Start of GIVEN RECORDS

PR #3179, opened 2017-09-14
No Bug - Remove all trailing and leading whitespace. Enable the rule in swiftlint.

farhanpatel:
I did this all by hand! jk swiftlint has a great autocorrect mode that does this by itself. 

I had disabled this rule when we added swiftlint because there were too many changes. Looking at the changes though its easy to glance over and make sure the auto-corrector isnt doing anything crazy.

### DIFF
--- a/.swiftlint.yml
+++ b/.swiftlint.yml
@@ -12,9 +12,6 @@ disabled_rules: # rule identifiers to exclude from running
   - cyclomatic_complexity
   - type_body_length
   - function_parameter_count
-  - trailing_whitespace
-  - leading_whitespace
-  - operator_whitespace
   - file_length
   - mark
   - unused_closure_parameter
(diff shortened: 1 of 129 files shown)


garvankeeley:
I rely heavily on the blame view as a newbie on the project, so I am concerned this complicates that unecessarily. Agreed we should avoid extra spaces in patches, disagree that we should be concerned about it in old code though.

farhanpatel:
The reason why I wanted to do this for old code is that it makes it harder to enable rules. 
One thing to note is that the rule is mostly being applied to lines with no text on them. So in the git blame this should only change the empty lines leaving the lines with code intact. 

I agree this is annoying though. We have this issue with the swift 3 migration. You can get around this by finding the parent of the swift3 migration commit and doing a git blame on that instead. Its annoying but its not like the history is lost just harder to get to.

garvankeeley:
I wish we could combine this with a higher value cleanup, not sure what would be offhand.
Is old whitespace a problem if we have that feature to only lint the diffs?

garvankeeley:
tldr: didn't like at first glance, changed mind, lgtm!

farhanpatel:
Its not really that high value but it was super easy to do. And something thats been coming up in my PRs quiet a  bit. 

Going through the disabled swiftlint rules and turning them on one by one is fun. They've got some interesting rules

PR #3180, opened 2017-09-14
Bug 1389649: Test bookmark deletion

garvankeeley:
Tests:
1) cannot delete non-root view bookmarks
2) root-view mobile bookmark can be deleted

https://bugzilla.mozilla.org/show_bug.cgi?id=1389649


UITests/BookmarksPanelTests.swift
```diff
@@ -144,4 +152,36 @@ class BookmarksPanelTests: KIFTestCase {
...
+        // close the context menu
+        EarlGrey.select(elementWithMatcher: GREYMatchers.matcher(forText: "Pin to Top Sites")).perform(grey_tap())
+
+        navigateBackInTableView()
+
+        // Test successful deletion
+
+        assertRowExists(withTitle: "xyz")
+
+        let tv = tester().waitForView(withAccessibilityIdentifier: "Bookmarks List") as! UITableView
```
garvankeeley: I don't see how to do this in EarlGrey. Very easy to do in KIF of course.

npark-mozilla: this is good enough, we can create expectations in earl grey, but it'll get pretty long

PR #3181, opened 2017-09-15
Bug 1364584 - Updates to the Tab Tray for Photon

farhanpatel:
- A new tab highlight that helps users know which tab they were last on.
- Remove the unused InnerStrokeView. I did a screenshot diff and I couldn't see what this view was doing.
- Remove the compact tab setting. This makes our settings have one less option.


garvankeeley:
This looks cool. Yay to no more compact tab setting.
1) In the tab tray, when I delete a tab, the selected tab isn't highlighted?
2) more minor UI nit: in the tab tray, when I create a tab, two tabs are briefly highlighted.

garvankeeley:
We could land and do follow up patches, I'll finish code-level review now...

farhanpatel:
1) I think this is fine. The goal of highlighting the tab is to let people know which tab they came from. Imagine if you have 10 tabs open, you go to the tabs tray and scroll around a bit. You'll probably forget which tab you were on. With the highlight that becomes clear. However if you delete that tab then any tab is fair game and I think its okay that no tab is highlighted. 
2) I've fixed that

PR #3182, opened 2017-09-15
Bug 1392295: use content blocker for hide image mode

garvankeeley:
This is iOS 11-only.

https://bugzilla.mozilla.org/show_bug.cgi?id=1392295


Client/Frontend/Browser/NoImageModeHelper.swift
```diff
@@ -34,18 +34,22 @@ class NoImageModeHelper: TabHelper {
...
-        let enabled = isActivated(profile.prefs)
-
-        profile.prefs.setBool(!enabled, forKey: PrefsKeys.KeyNoImageModeStatus)
-        tabManager.tabs.forEach { $0.setNoImageMode(!enabled, force: true) }
-        tabManager.selectedTab?.reload()
+        if #available(iOS 11, *) {
+            let enabled = isActivated(profile.prefs)
+            profile.prefs.setBool(!enabled, forKey: PrefsKeys.KeyNoImageModeStatus)
+            tabManager.tabs.forEach { $0.noImageMode = $0.noImageMode }
+            tabManager.selectedTab?.reload()
```
justindarc: Let's not reload

Client/Frontend/Browser/Tab.swift
```diff
@@ -63,6 +63,22 @@ class Tab: NSObject {
     var pendingScreenshot = false
     var url: URL?
 
+    fileprivate var _noImageMode = false
+
+    @available(iOS 11, *)
+    var noImageMode: Bool {
```
justindarc: AFAIK, we don't follow this pattern anywhere else. It might be more "swifty" to do something like:

```
var noImageMode: Bool {
  didSet {
    if noImageMode == oldValue {
      return
    }

    let helper = (contentBlocker as! ContentBlockerHelper)
    helper.noImageMode(enabled: noImageMode)
  }
}
```

Client/Frontend/Browser/NoImageModeHelper.swift
```diff
@@ -34,18 +34,22 @@ class NoImageModeHelper: TabHelper {
...
     }
 
     static func toggle(profile: Profile, tabManager: TabManager) {
-        let enabled = isActivated(profile.prefs)
-
-        profile.prefs.setBool(!enabled, forKey: PrefsKeys.KeyNoImageModeStatus)
-        tabManager.tabs.forEach { $0.setNoImageMode(!enabled, force: true) }
-        tabManager.selectedTab?.reload()
+        if #available(iOS 11, *) {
+            let enabled = isActivated(profile.prefs)
```
justindarc: `let enabled = !isActivated(profile.prefs)`

Client/Frontend/Browser/NoImageModeHelper.swift
```diff
@@ -34,18 +34,22 @@ class NoImageModeHelper: TabHelper {
...
+            profile.prefs.setBool(!enabled, forKey: PrefsKeys.KeyNoImageModeStatus)
+            tabManager.tabs.forEach { $0.noImageMode = $0.noImageMode }
```
justindarc: Wouldn't this be a no-op? I would think it should be setting `noImageMode` to the value of `enabled`?

garvankeeley:
changing this to *not* automatically reload when toggled, patch arriving in a few mins...

Client/Frontend/Browser/Tab.swift
garvankeeley: Agreed, but this is a quirk, `didSet` won't combine with `available`. `didSet` doesn't change the type of the property to computed, and only computed props -being functions- can be wrapped in `available`.

Client/Frontend/Browser/NoImageModeHelper.swift
garvankeeley: oops, good catch!

Client/Frontend/Browser/Tab.swift
justindarc: Ugh. That sucks. In that case, what you have should be fine. Maybe leave a comment above explaining why this pattern needed to be used.

garvankeeley:
@justindarc PR updated, added test case also.

PR #3186, opened 2017-09-15
Bug 1384159: update SDWebImage to latest (4.1)

garvankeeley:
This allowed removing some old code, and removing some forced unwrapping with '!'.

https://bugzilla.mozilla.org/show_bug.cgi?id=1384159


Storage/PageMetadata.swift
```diff
@@ -52,35 +52,42 @@ public struct PageMetadata {
...
+                self.cache(image: image, forURL: webUrl)
             }
-            self.cache(image: image, forURL: webUrl)
         }
     }
 
     fileprivate func cache(image: UIImage, forURL url: URL) {
         let imageManager = SDWebImageManager.shared()
-        imageManager?.saveImage(toCache: image, for: url)
+        imageManager.saveImage(toCache: image, for: url)
```
jhugman: Nit: eliminate the need for a local variable `SDWebImageManager.shared().saveImage(toCacge: image, for: url)`

Account/FirefoxAccount.swift
```diff
@@ -242,7 +242,7 @@ open class FirefoxAccount {
             }
             
             func downloadAvatar() {
-                SDWebImageManager.shared().downloadImage(with: url, options: [SDWebImageOptions.continueInBackground, SDWebImageOptions.lowPriority], progress: nil) { (image, error, cacheType, success, url) in
+                SDWebImageManager.shared().loadImage(with: url, options: [SDWebImageOptions.continueInBackground, SDWebImageOptions.lowPriority], progress: nil) { (image, _, error, _, success, _) in
```
jhugman: Nit: use `.continueInBackground` instead of `SDWebImageOptions.continueInBackground` etc.

Account/FirefoxAccount.swift
```diff
@@ -242,7 +242,7 @@ open class FirefoxAccount {
...
                     if let error = error {
                         if (error as NSError).code == 404 || self.currentImageState == ImageDownloadState.failedCanRetry {
```
jhugman: Nit: Don't need to use `ImageDownloadState`

Client/Extensions/UIImageViewExtensions.swift
```diff
@@ -85,45 +85,3 @@ open class ImageOperation: NSObject, SDWebImageOperation {
...
-        })
-
-        self.sd_setImageLoadOperation(operation, forKey: "UIImageViewImageLoad")
-    }
-
-    public func moz_getImageFromCache(_ key: String, cache: SDImageCache, completed: @escaping CompletionBlock) {
-        // This cache is filled outside of here. If we don't find the key in it, nothing to do here.
-        runBlockIfNotInCache(key, cache: cache, completed: completed) { _ in return nil}
-    }
-}
```
jhugman: Was this all dead code?

Client/Frontend/Browser/BrowserViewController.swift
```diff
@@ -2777,14 +2777,14 @@ extension BrowserViewController {
         let alert = ThirdPartySearchAlerts.addThirdPartySearchEngine { alert in
             self.customSearchEngineButton.tintColor = UIColor.gray
             self.customSearchEngineButton.isUserInteractionEnabled = false
-            SDWebImageManager.shared().downloadImage(with: iconURL, options: SDWebImageOptions.continueInBackground, progress: nil) { (image, error, cacheType, success, url) in
-                guard image != nil else {
+            SDWebImageManager.shared().loadImage(with: iconURL, options: SDWebImageOptions.continueInBackground, progress: nil) { (image, _, _, _, _, _) in
```
jhugman: Nit: can we get rid of `SDWebImageOptions`?

Client/Frontend/Browser/BrowserViewController.swift
```diff
@@ -2777,14 +2777,14 @@ extension BrowserViewController {
...
+                guard let image = image else {
                     let alert = ThirdPartySearchAlerts.failedToAddThirdPartySearch()
                     self.present(alert, animated: true, completion: nil)
                     return
                 }
 
-                self.profile.searchEngines.addSearchEngine(OpenSearchEngine(engineID: nil, shortName: shortName, image: image!, searchTemplate: searchQuery, suggestTemplate: nil, isCustomEngine: true))
+                self.profile.searchEngines.addSearchEngine(OpenSearchEngine(engineID: nil, shortName: shortName, image: image, searchTemplate: searchQuery, suggestTemplate: nil, isCustomEngine: true))
```
jhugman: :+1:

Client/Frontend/Browser/FaviconManager.swift
```diff
@@ -57,43 +57,44 @@ class FaviconManager: TabHelper {
     func getFavicon(_ tab: Tab, iconUrl: URL, currentURL: URL, icon: Favicon, profile: Profile) -> Deferred<Maybe<Favicon>> {
         let deferred = Deferred<Maybe<Favicon>>()
         let manager = SDWebImageManager.shared()
-        let options = tab.isPrivate ?
-            [SDWebImageOptions.lowPriority, SDWebImageOptions.cacheMemoryOnly] : [SDWebImageOptions.lowPriority]
+        let options = tab.isPrivate ? [SDWebImageOptions.lowPriority, SDWebImageOptions.cacheMemoryOnly] : [SDWebImageOptions.lowPriority]
```
jhugman: Nit: these lists: can we use or instead of lists? `.lowPriority | .cacheMemoryOnly` ?

Client/Frontend/Browser/FaviconManager.swift
```diff
@@ -57,43 +57,44 @@ class FaviconManager: TabHelper {
...
+        }
+
+        var fetch: SDWebImageOperation? = nil
+        fetch = manager.loadImage(with: iconUrl, options: SDWebImageOptions(options),
+                                  progress: { (receivedSize, expectedSize, _) in
+                                    if receivedSize > FaviconManager.maximumFaviconSize || expectedSize > FaviconManager.maximumFaviconSize {
+                                        fetch?.cancel()
+                                    }
+                                  })
+                                {  (img, _, _, _, _, url) in
```
jhugman: Nit: with multiple closure args, I wonder if it's not actually clearer to keep the named argument and these within the parens.

Client/Utils/FaviconFetcher.swift
```diff
@@ -244,9 +247,9 @@ open class FaviconFetcher: NSObject, XMLParserDelegate {
             } else {
                 return deferred.fill(Maybe(failure: FaviconError()))
             }
-            SDWebImageManager.shared().downloadImage(with: iconURL, options: SDWebImageOptions.continueInBackground, progress: nil) { (image, error, cacheType, success, url) in
-                if image != nil {
-                    deferred.fill(Maybe(success: image!))
+            SDWebImageManager.shared().loadImage(with: iconURL, options: SDWebImageOptions.continueInBackground, progress: nil) { (image, _, _, _, _, _) in
```
jhugman: Nit: remove `SDWebImageOptions`

Storage/PageMetadata.swift
```diff
@@ -37,8 +37,8 @@ public struct PageMetadata {
         self.type = type
         self.providerName = providerName
 
-        if cacheImages {
-            self.cacheImage(fromDataURI: mediaDataURI, forURL: mediaURL)
+        if let mediaURL = mediaURL, let url = URL(string: mediaURL), cacheImages {
```
jhugman: Nit: naming. Would prefer `mediaURLString` or just `urlString` here.

Storage/PageMetadata.swift
```diff
@@ -52,35 +52,42 @@ public struct PageMetadata {
...
-    fileprivate func cacheImage(fromDataURI dataURI: String?, forURL urlString: String?) {
-        if let urlString = urlString,
-            let url = URL(string: urlString) {
-            if let dataURI = dataURI,
-                let dataURL = URL(string: dataURI),
-                !SDWebImageManager.shared().cachedImageExists(for: dataURL),
-                let data = try? Data(contentsOf: dataURL),
-                let image = UIImage(data: data) {
+    fileprivate func cacheImage(fromDataURI dataURI: String?, forURL url: URL) {
+        let webimage = SDWebImageManager.shared()
```
jhugman: Nit: naming. Prefer `manager` or `webImageManager` or `imageManager`

Storage/PageMetadata.swift
```diff
@@ -52,35 +52,42 @@ public struct PageMetadata {
...
             }
         }
     }
 
     fileprivate func downloadAndCache(fromURL webUrl: URL) {
-        let imageManager = SDWebImageManager.shared()
-        _ = imageManager?.downloadImage(with: webUrl, options: SDWebImageOptions.continueInBackground, progress: nil) { (image, error, cacheType, success, url) in
-            guard let image = image else {
-                return
+        let webimage = SDWebImageManager.shared()
```
jhugman: Nit: naming. Prefer `manager` or `webImageManager` or `imageManager`

Client/Frontend/Browser/FaviconManager.swift
garvankeeley: The sheer number of unused named return params increased my cognitive load when updating the PR, so this seemed lower-noise when going through this code. I am not sure what the preferred style is.

Client/Extensions/UIImageViewExtensions.swift
garvankeeley: Either dead or deeply resting. No one called it that I could find.

jhugman: 👍 💯

Client/Frontend/Browser/FaviconManager.swift
jhugman: Ah, I think we're talking about two different things. 

I _love_ the underscores.

What I'm talking about is: 


```swift
object.method(withProgress: { progress in }) { success in }
```
versus
```swift
object.method(withProgress: { progress in }, andCompletion: { success in })
```

With method calls with two closures as parameters, I feel we should be a bit more careful with the last-closure-shorthand.

Account/FirefoxAccount.swift
```diff
@@ -377,7 +377,7 @@ open class FirefoxAccount {
         return deferred
     }
 
-    open func marriedState() -> Deferred<Maybe<MarriedState>> {
+    open func marriedState() -> Deferred<Maybe	<MarriedState>> {
```
jhugman: Nit: whitespace

Client/Frontend/Browser/FaviconManager.swift
garvankeeley: Oh ok, I hadn't thought about that one. I see your point, it does look weird with the other closure as a named param.
I have (yet) another update to this patch because of how we compare UIImages in testing is failing, so I'll change these to a named param.

ClientTests/UIImageViewExtensionsTests.swift
```diff
@@ -35,7 +35,13 @@ class UIImageViewExtensionsTests: XCTestCase {
...
 
     func testAsyncSetIcon() {
-        let imageData = UIImagePNGRepresentation(UIImage(named: "fxLogo")!)
+        let originalWithMetadata = UIImage(named: "fxLogo")!
+        let originalFromPNG = UIImage(data: UIImagePNGRepresentation(originalWithMetadata)!)!
+        let imageData = UIImagePNGRepresentation(originalFromPNG)
+
+        // This confirms that the odd constructon step above is necessary
+        XCTAssert(UIImagePNGRepresentation(originalWithMetadata) != imageData,  "These differ in what appears to be the metadata block")
+
```
garvankeeley: @jhugman this test was failing when doing a byte-wise comparison of PNGs created from the bundle's UIImage and the network-loaded UIImage. The latter is constructed from a PNG.
My theory is the metadata block of the PNGs is different, because they appear visually identical in all cases. 
It seems accidental that the test was working without the steps I added here.

Shared/Extensions/UIImageExtensions.swift
```diff
@@ -61,4 +61,22 @@ extension UIImage {
     public static func templateImageNamed(_ name: String) -> UIImage? {
         return UIImage(named: name)?.withRenderingMode(.alwaysTemplate)
     }
+
+    // TESTING ONLY: not for use in release/production code.
```
jhugman: Can we do better than a comment block? e.g. 

```swift
@available(*, deprecated, message: "use only in testing code")
```

or put in the test case file instead?

garvankeeley: That `available` usage is great, I'll go with that.
Indeed it could go in the file it is used in (I removed the usage of this type of comparison in Storage tests), but I want this very discoverable, because someone could end up doing this incorrectly and costing themselves cycles -like me :).

PR #3188, opened 2017-09-15
Bug 1393859 - Make sure page actions menu uses the displayURL

farhanpatel:
Internal URLs like (localhost://reader-mode) could be exposed if we directly use tab.url. Instead use tab.url.displayURL.

### DIFF
--- a/Client/Frontend/Browser/Tab.swift
+++ b/Client/Frontend/Browser/Tab.swift
@@ -74,7 +74,7 @@ class Tab: NSObject {
     var desktopSite: Bool = false
     var isBookmarked: Bool = false
     
-    var readerModeAvailable: Bool {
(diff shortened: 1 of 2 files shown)


Client/Frontend/Browser/Tab.swift
```diff
@@ -76,7 +76,7 @@ class Tab: NSObject {
     
     var readerModeAvailable: Bool {
         if let readerMode = self.getHelper(name: "ReaderMode") as? ReaderMode {
-            return readerMode.state == .available
+            return readerMode.state != .unavailable
```
garvankeeley: call it `readerModeAvailableOrActive` maybe?
Without reading the code, given there is a state `available` for reader mode, I would have expected `readerModeAvailable` to correlate to that only.

PR #3191, opened 2017-09-18
Bug 1400690 - change menu button to a trash can. Swap the new tabs and PBM button.

farhanpatel:
Because of https://github.com/mozilla-mobile/firefox-ios/pull/3195 lets swap the buttons to make sure that your finger doesnt need to travel to the other side when opening a new tab.


garvankeeley:
My thumb thanks you :)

End of GIVEN RECORDS

▸ **YOUR INSTRUCTIONS**:
Each line from the top of the material above through the line containing "I did this all" must be output exactly, and no other line.

▸ **RESPONSE AREA**:
PR #3179, opened 2017-09-14
No Bug - Remove all trailing and leading whitespace. Enable the rule in swiftlint.

farhanpatel:
I did this all by hand! jk swiftlint has a great autocorrect mode that does this by itself. 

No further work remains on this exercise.